9月21日 王奕倩教授学术报告(数统学院)

文章作者:  发布时间: 2017-09-20  浏览次数: 10

报 告 人:王奕倩

报告题目:A dynamical system method on quasiperiodic Schrödinger operators

报告时间:2017年9月21日(周四)下午16:00

报告地点:静远楼1508报告厅

主办单位:数学与统计学院、科技处

报告人简介:

    王奕倩,南京大学教授,博士生导师.1999年在北京大学数学系获博士学位.主要研究方向:Hamiltonian动力系统与KAM理论;耦合混沌动力系统中的同步性态;拟周期薛定谔cocycle动力系统.共主持国家自然科学基金面上项目3项,作为主要成员参加国家973重大项目1项;在Duke.Math.J., J.Func.Anal. J.Differential Equations等重要期刊发表多篇论文,结果得到菲尔兹奖获得者A.Avila, ICM报告人S.Jitomirskaya和M.Schlag的肯定,被Invent.Math., J.Eur. Math. Soc.,Comm. Math. Phys.等一流杂志引用和好评;近五年应邀在美国加州理工学院、德国Oberwolfach数学所、英国剑桥大学牛顿数学所参加学术活动.

报告摘要:

    In 1958, Anderson proposed a model of Schrodinger operators(SO) for a crystal with random impurities and found that the so-called Anderson localization is the mechanism for the non-conductivity of it. Since then SO has been an active area in mathematics.

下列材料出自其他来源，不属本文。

PR #1211, opened 2016-02-24
Changing from MessageToSend to MessageTypeToSend to clarify the argum…

mauroservienti:
…ent meaning

### DIFF
--- a/Snippets/Operations/SqlServer/NativeSend.cs
+++ b/Snippets/Operations/SqlServer/NativeSend.cs
@@ -20,7 +20,7 @@
                 messageBody: "{\"Property\":\"PropertyValue\"}",
                 headers: new Dictionary<string, string>
                 {
-                    {"NServiceBus.EnclosedMessageTypes", "MessageToSend"}
+                    {"NServiceBus.EnclosedMessageTypes", "MessageTypeToSend"}
                 }
                 );
 


SimonCropp:
I think expand it in the markdown

indualagarsamy:
@SimonCropp - I still think the snippet is incorrect. IMO, if you're providing a snippet, it ought to work. Users shouldn't have to try and dig into why the snippet is wrong.

mauroservienti:
The snippet is just text that does nothing on it's own. I'll propose a change in the doco page to address the meaning of the message type and the implications when using, or not, a full type name.

indualagarsamy:
>The snippet is just text that does nothing on it's own. 

Then why have compilable snippets in the first place. When a user takes the snippet we provide it should work. Would the snippet work, if the user pulled the code from our doco page and used it or would the code result in exceptions are somethings to think about. 

>I'll propose a change in the doco page to address the meaning of the message type and the implications when using, or not, a full type name.

I agree on the detailed explanations on the snippet themselves should belong in the correct documentation. So, if the documentation doesn't address that we ought to fix it. I believe the related doco page for this is http://docs.particular.net/nservicebus/messaging/message-owner

mauroservienti:
> Then why have compilable snippets in the first place. When a user takes the snippet we provide it should work. Would the snippet work, if the user pulled the code from our doco page and used it or would the code result in exceptions are some things to think about.

As far as I can tell there is nothing in that page that mentions a message type so copying that snippet cannot work in any way, if we want to provide a meaningful `MessageTypeToSend` parameter than we should provide the message class as well, otherwise providing something like `MyNamespace.Message, MyAssembly` is as useless as `MessageTypeToSend`.

Or am I missing something?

From 1970s, a lot of important works on properties of spectrum and the corresponding (generalized) eigen-functions of quasi-periodic SO have been obtained, among which the occurrence of Anderson localization, the existence of phase transition and the cantor structure of spectrum are the most exciting results. In this talk we will introduce the physical background and history of spectrum theory of quasi-periodic SO. It is worthy to note, however, that most of results depend heavily on analytic conditions and are difficult to be extended to smooth situations. We then introduce a new dynamical system method on quasiperiodic SO. Based on it, we obtain a series of results only under smooth conditions. Some of them are new even in analytic topology.